India is known for its excellent cuisine, it’s unique regions of cooking, and a pleasant dining experience. India is distinguished in the world’s cuisine for it vegetarian dishes. One thing all of the regional cuisines of India have in common is it’s use of spices.
Garam masala is an essential ingredient in the cooking of the Punjab region of northern India. Loosely defined, “masala” is any blend of spices, and “garam” means hot.
Generally, garam masala is added to the dish very shortly before serving to enhance flavor. Garam Masala is also an excellent rub for chicken and beef.

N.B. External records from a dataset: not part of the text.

PR #2748, opened 2021-03-28
csharp: Remove custom installation code

razzmatazz:
This removes custom in-sync server installation code in lsp-csharp.el in favor
of the standard lsp-dependency/package mechanism.

This removes lsp-csharp-update-server interactive fn, but hopefully
ability to update/upgrade will come as standard functionality in lsp-mode.

### DIFF
--- a/clients/lsp-csharp.el
+++ b/clients/lsp-csharp.el
@@ -60,189 +60,67 @@ Usually this is to be set in your .dir-locals.el on the project root directory."
   :group 'lsp-csharp
   :type 'string)
 
-(defun lsp-csharp--version-list-latest (lst)
-  (->> lst
-       (-sort (lambda (a b) (not (version<= (substring a 1)
-                                            (substring b 1)))))
-       cl-first))
+(defcustom lsp-csharp-omnisharp-roslyn-download-url
+  (concat "https://github.com/omnisharp/omnisharp-roslyn/releases/latest/download/"
+          (cond ((eq system-type 'windows-nt)
+                 ; On Windows we're trying to avoid a crash starting 64bit .NET PE binaries in
+                 ; Emacs by using x86 version of omnisharp-roslyn on older (<= 26.4) versions
+                 ; of Emacs. See https://lists.nongnu.org/archive/html/bug-gnu-emacs/2017-06/msg00893.html"
+                 (if (and (string-match "^x86_64-.*" system-configuration)
+                          (version<= "26.4" emacs-version))
+                     "omnisharp-win-x64.zip"
+                   "omnisharp-win-x86.zip"))
 
-(defun lsp-csharp--latest-installed-version ()
-  "Returns latest version of the server installed on the machine (if any)."
-  (lsp-csharp--version-list-latest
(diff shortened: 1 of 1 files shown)


clients/lsp-csharp.el
```diff
@@ -60,189 +60,53 @@ Usually this is to be set in your .dir-locals.el on the project root directory."
...
-        (eq system-type 'darwin))
-    (call-process "tar" nil nil t "xf" filename "-C" target-dir))
-
-   (t (error "lsp-csharp cannot extract \"%s\" on platform %s (yet)" filename system-type))))
+(defcustom lsp-csharp-omnisharp-roslyn-download-url
+  (format "https://github.com/omnisharp/omnisharp-roslyn/releases/latest/download/%s.zip"
+          (pcase system-type
+            ('gnu/linux "omnisharp-linux-x64")
+            ('darwin "omnisharp-osx")
+            ('windows-nt "omnisharp-win-x64")))
```
kiennq, line 68: Don't we need to care about this anymore?
> On Windows we're trying to avoid a crash starting 64bit .NET PE binaries in
Emacs by using x86 version of `omnisharp-roslyn` on older (<= 26.4) versions
of Emacs.

razzmatazz: Good catch! I have ammended the commit to restore checks.

yyoncho (approved):
Looks good.

kiennq (approved):

jcs090218 (approved):

lafleurh:
The automatic install does not work on Arm:

- The Arm / Mono download does not include Mono and there is no run script to start OmniSharp
- Because the install points at run, during the install it will fail towards the end.
- This limitation was documented with OmniSharp-emacs
- Perhaps check for a prerequisite of Mono
- Perhaps generate the run script

Environment:

- Raspberry Pi 4
- Raspbian/Debian 10.9
- Emacs 26.1

Work around:

- Install mono
- Before installing the server, run:

```
mkdir ~/.emacs.d/.cache/lsp/omnisharp-roslyn/                            
mkdir ~/.emacs.d/.cache/lsp/omnisharp-roslyn/latest/                     
mkdir ~/.emacs.d/.cache/lsp/omnisharp-roslyn/latest/omnisharp-roslyn     
touch ~/.emacs.d/.cache/lsp/omnisharp-roslyn/latest/omnisharp-roslyn/run

cat <<EOT >> ~/.emacs.d/.cache/lsp/omnisharp-roslyn/latest/omnisharp-roslyn/run
#!/bin/bash
exec mono ~/.emacs.d/.cache/lsp/omnisharp-roslyn/latest/omnisharp-roslyn/OmniSharp.exe $@
EOT
```

yyoncho:
@razzmatazz do you think we should handle that case or eventually only document it?

razzmatazz:
> @razzmatazz do you think we should handle that case or eventually only document it?

I will add code to handle this. We will also have to check for presence of mono, I guess to make the process more seamless. The regular versions of omnisharp-roslyn has mono integrated into distro, bet the plain version that we download for arm does not.

Issue #2741, opened 2021-03-25
Is LSP doing too much work when watching folders


rtpg:
So my understanding is that when file watching is happening, we _only watch_ directories through setting up a notification watch on various sub directories.

However, in `lsp-watch-root-folder`, I'm seeing some of the following:
- calling `(lsp--directory-files-recursively dir ".*" t)` which includes directories but also just includes files as well
- checking the file watch threshhold against the number of files, instead of the number of directories (if we're thinking of a conservative estimate of 5-10 files in each folder, we're looking at much more)
- On top of that when we're setting up the watches themselves, instead of directly generating a list of directories to watch, we are again building up a list of files and then filtering that list back down.

the full list of files thing, in particular, has caused my machine to basically hang on certain degenerate cases (in particular where I had a folder with a bunch of test data all inside a single folder)

I _think_ that it would make sense to rework this function to make it much less likely for people to hit file watch limit warnings (that might not actually be applicable) but I wanted to first throw it by people here to make sure I wasn't missing an important detail here.

I'm including a reference to the function I was looking over here:

https://github.com/emacs-lsp/lsp-mode/blob/ed9308e57ff3f3de0adfb2a5036d43852ea1179e/lsp-mode.el#L1712-L1754

yyoncho:
Refer to https://github.com/emacs-lsp/lsp-mode/issues/713#issuecomment-803901668

Closing as duplicate.

yyoncho:
This is the correct comment link: https://github.com/emacs-lsp/lsp-mode/issues/713#issuecomment-473458528

rtpg:
Sorry, I think that that comment is related to more specific optimizations, but this issue in particular is just about how (based on my reading of the elisp) we are _only creating file watches on directories_ in the current version anyways. So my proposal here would be to modify the function that builds up the watch list to only return directories (since other files will be filtered out anyways), since that function is only being called in one place. And then the "large file warning" could also happen less often.

Would you be interested in a proposal patch for this? I think it would be self-contained and I have time to work on this.

yyoncho:
I am not sure whether OS uses the same resources to watch one folder with 5 files and one folder with 1000 files. Thus it is not clear whether this solution is correct. Someone proposed changing the function which counts the files to stop when we hit the limit (this will require a change of wording in the error message). I think that this is a good improvement and also it will solve your issue as well. WDYT?

rtpg:
[...]

PR #2752, opened 2021-03-30
Improve performance of project file watch setup

rtpg:
This improves performance through a couple of strategies:

 - Only check if a directory is an ignored directory once. Previously  the filter was in multiple parts of the the chain.
 - When setting up watches, only generate a list of directories (as files end up getting filtered out later anyways)
 - Directly list directory contents when recursively fetching items,  instead of relying on completion code

(See related discussion [here](https://github.com/emacs-lsp/lsp-mode/issues/2741#issuecomment-808828943))

### DIFF
--- a/lsp-mode.el
+++ b/lsp-mode.el
@@ -1669,49 +1669,50 @@ This set of allowed chars is enough for hexifying local file paths.")
            (memq event-type '(created deleted changed)))
       (funcall callback event)))))
 
-(defun lsp--directory-files-recursively (dir regexp ignored-directories &optional include-directories)
-  "Copy of `directory-files-recursively' but it skips directories matching any regex in IGNORED-DIRECTORIES."
-  (let* ((result nil)
-         (files nil)
-         (dir (directory-file-name dir))
-         ;; When DIR is "/", remote file names like "/method:" could
-         ;; also be offered.  We shall suppress them.
-         (tramp-mode (and tramp-mode (file-remote-p (expand-file-name dir)))))
-    (dolist (file (sort (file-name-all-completions "" dir)
-                        'string<))
-      (unless (member file '("./" "../"))
-        (if (and (directory-name-p file)
-                 (not (lsp--string-match-any ignored-directories (f-join dir (f-filename file)))))
-            (let* ((leaf (substring file 0 (1- (length file))))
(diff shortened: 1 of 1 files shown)


rtpg:
I'm having a hard time understanding these parse failures, looks like _something_ is wrong with Emacs 26.x in my thing but I can't quite figure out what

lsp-mode.el
```diff
@@ -1725,41 +1727,32 @@ regex in IGNORED-FILES."
...
     (lsp-log "Creating watch for %s" dir)
     (when (or
            (not warn-big-repo?)
            (not lsp-file-watch-threshold)
-           (let ((number-of-files (length (lsp--directory-files-recursively dir ".*" ignored-directories t))))
+           (let ((number-of-files (length dirs-to-watch)))
              (or
               (< number-of-files lsp-file-watch-threshold)
               (condition-case _err
                   (lsp--ask-about-watching-big-repo number-of-files dir)
```
yyoncho, line 1740: please fix the wording in that method because we are no longer counting files.

lsp-mode.el
```diff
@@ -1713,6 +1686,35 @@ Do you want to watch all files in %s? "
...
+
+(defun lsp--path-is-watchable-directory (path dir ignored-directories)
+  "Figure out whether PATH (inside of DIR) is meant to have a file watcher set.
+IGNORED-DIRECTORIES is a list of regexes to filter out directories we don't want to watch."
+  (let
+      ((full-path (f-join dir path)))
+    (and (f-dir-p full-path)
+         (not (equal path "."))
+         (not (equal path ".."))
+         (not (lsp--string-match-any ignored-directories full-path))
```
yyoncho, line 1698: always close the brackets on the same line, here and on a few more places in the PR.

yyoncho (commented):
Looks good. I am still to perform manual testing.

@jcs090218 any idea why CI is red? Seems like we are fetching a package that depends on emacs 27.1 and all 26.x are failing?

rtpg:
Sorry, forgot to comment but I went over the comments and tried to clean up the indentation and the naming (also updated the file warning to try and make it clearer that this is a directory count)

yyoncho (approved):
Thank you for contributing to `lsp-mode` and sorry for the delay.

PR #2759, opened 2021-04-03
csharp: write `run' when missing on misc archs (like arm) during installation

razzmatazz:
This should make the installation work on arm platforms. This still
requires mono to be installed by the user on their own but this is
better than nothing.

---

A follow up on #2748 with code as suggested by @lafleurh

### DIFF
--- a/clients/lsp-csharp.el
+++ b/clients/lsp-csharp.el
@@ -102,14 +102,23 @@ Usually this is to be set in your .dir-locals.el on the project root directory."
              :store-path lsp-csharp-omnisharp-roslyn-store-path))
 
 (defun lsp-csharp--download-server (_client callback error-callback _update?)
-  "Download zip package for omnisharp-roslyn and install it."
+  "Download zip package for omnisharp-roslyn and install it.
+Will invoke CALLBACK on success, ERROR-CALLBACK on error."
   (lsp-package-ensure
    'omnisharp-roslyn
    (lambda ()
      (lsp-unzip lsp-csharp-omnisharp-roslyn-store-path
                 lsp-csharp-omnisharp-roslyn-server-dir)
      (unless (eq system-type 'windows-nt)
-       (set-file-modes (f-join lsp-csharp-omnisharp-roslyn-server-dir "run") #o700))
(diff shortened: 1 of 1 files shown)


jcs090218 (approved):

clients/lsp-csharp.el
```diff
@@ -102,14 +102,25 @@ Usually this is to be set in your .dir-locals.el on the project root directory."
...
    (lambda ()
      (lsp-unzip lsp-csharp-omnisharp-roslyn-store-path
                 lsp-csharp-omnisharp-roslyn-server-dir)
      (unless (eq system-type 'windows-nt)
-       (set-file-modes (f-join lsp-csharp-omnisharp-roslyn-server-dir "run") #o700))
+       (let ((run-script (f-join lsp-csharp-omnisharp-roslyn-server-dir "run"))
+             (omnisharp-exe (f-join lsp-csharp-omnisharp-roslyn-server-dir "OmniSharp.exe")))
+
+         ; create the `run' script, if missing (e.g. when server binaries are extracted from omnisharp-mono.zip)
+         (if (and (not (f-exists-p run-script)) (f-exists-p omnisharp-exe))
```
yyoncho, line 117: nit: seems like `if` should be `when`. Not sure about set-files-mode placement - when omnisharp-exe does not exist it seems like the run file won't exist as well and set-files-mode will throw. Also, do we need to check if mono is present and eventually show a warning or this will be part of separate PR?

yyoncho (approved):
Looks good. Minor nit:

clients/lsp-csharp.el
razzmatazz: Thanks for these nits!
- I have updated the code to use `when` – I actually didn't even know this form exists in emacs/lisp
- I have pondered a bit and I think that we should keep this simple for the moment
  - checking for mono seems to be out of the scope -- the use should notice the error in `*lsp-log*`
  - this is only for non-common/more rare platforms where `omnisharp-roslyn` does not release native builds, so I *think* keeping it simple is ok for now;
  - thus I have removed the check for presence of OmniSharp.exe too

Garam masala is available prepared in ethnic groceries, and specialty stores such as World Market. The disadvantage of this is that one doesn’t know how old the spices are, or what changes in temperatures and packaging it has been subjected to. One takes a chance on the potency and fragrance of this blend if it is bought already prepared. It is a simple process to make garam masala, and ingredients, with the exception of cardamom pods, are readily available. cardamom pods are available in Indian and natural food stores. Buy the green pods versus the white pods, which are bleached. Cardamom is an expensive spice, second only in price to saffron. It is expensive because it has to be hand picked. This spice is best used by toasting the seed removed from the pod, and then ground in a spice mill, along with the other ingredients of garam masala. Cardamom loses its essential oils and flavors quickly after being cracked and ground, and so buying the pods and toasting and grinding is the best method of use for this great spice.

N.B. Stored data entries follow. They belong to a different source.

PR #4242, opened 2023-11-20
Add interactive function for viewing WGSL syntax tree

themkat:
When implementing the WGSL support the first time, I was not familiar with the syntax tree functionality and what it could be used for. Seems like other language servers like rust-analyzer has the same functionality and presents it in plain text to the user. Doing the same for wgsl. 

This implements support for the custom `wgsl-analyzer/syntaxTree` operation that wgsl-analyzer supports.


yyoncho (approved):

yyoncho:

PR #4245, opened 2023-11-26
Add missing major-modes declaration for lsp-wgsl

themkat:
Seems like the major-mode declaration is missing for wgsl. First time installing lsp-wgsl from melpa instead of local evaluation (eval buffer etc.), so let's blame that for me not noticing sooner 😛 

Got the following error when trying it directly from lsp-mode in melpa:
```text
LSP :: There are no language servers supporting current mode `wgsl-mode' registered with `lsp-mode'.
2. The language server that you expect to run is not configured to run for major mode `wgsl-mode'. You may check that by checking the `:major-modes' that are passed to `lsp-register-client'.
3. `lsp-mode' doesn't have any integration for the language behind `wgsl-mode'. Refer to https://emacs-lsp.github.io/lsp-mode/page/languages and https://langserver.org/ .
4. You are over `tramp'. In this case follow https://emacs-lsp.github.io/lsp-mode/page/remote/.
5. You have disabled the `lsp-mode' clients for that file. (Check `lsp-enabled-clients' and `lsp-disabled-clients').
You can customize `lsp-warn-no-matched-clients' to disable this message.
```

### DIFF
--- a/clients/lsp-wgsl.el
+++ b/clients/lsp-wgsl.el
@@ -185,6 +185,7 @@
                                       ;; https://github.com/wgsl-analyzer/wgsl-analyzer/issues/77
                                       (lsp--set-configuration '())))
                   :request-handlers (lsp-ht ("wgsl-analyzer/requestConfiguration" #'lsp-wgsl--send-configuration))
+                  :major-modes '(wgsl-mode)
                   :activation-fn (lsp-activate-on "wgsl")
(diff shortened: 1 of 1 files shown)


themkat:
Is there anything missing here for this to be merged? 🙂 If you don't want it, I can also close it. It just fixed the minor issues I was having with wgsl, so thought it might be useful for someone else as well.

yyoncho (approved):

PR #4253, opened 2023-12-09
Add html-ts-mode to `lsp-language-id-configuration` alist

pawelkobojek:
html-ls is currently not automatically associated with treesit's `html-ts-mode`. This tiny PR just adds it to the `lsp-langauge-id-configuration` alist.


jcs090218 (approved):

jcs090218 (approved):
Thank you!

PR #4259, opened 2023-12-17
Fix: wrong name for lua-ts-mode indent variable

nverno:
`lsp--formatting-indent-alist` has wrong name for `lua-ts-indent-offset`


jcs090218 (approved):

jcs090218 (approved):
Confirmed this. Thanks!

PR #4262, opened 2023-12-17
yield thread while waiting for native json rpc

blahgeek:
sit-for may not yield if there's input pending

it seems to solve https://github.com/emacs-lsp/emacs/issues/12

To make Garam Masala, use the following ingredients:
2 cardamom pods, seeded
1 teaspoon whole cloves
30 whole peppercorns
2 teaspoons whole cumin seed
1 2-inch piece cinnamon stick
1 teaspoon coriander seeds
1/2 teaspoon ground nutmeg
The best method for making garam masala is to toast and then grind the ingredients. This is accomplished by placing the seed ingredients one at a time in a pan over medium high heat, and shaking them until they just begin to smoke and release their distinctive aromas. It will take approximately 1-3 minutes. Be sure not to burn the seeds!
Place the toasted ingredients in a spice mill, and grind to a fairly fine mixture. The garam masala can then be stored in a tightly sealed glass jar for up to 6 months. Any time after that, and the spices will begin to lose flavor and aroma.
I use garam masala for a rub for roasted or grilled chicken and beef. The aroma and flavor are outstanding, and chicken baked or grilled will retain the excellent flavor of the garam masala.
Try garam masala today. Cooking with the spices of northern India is an experience that every adventurous chef should try!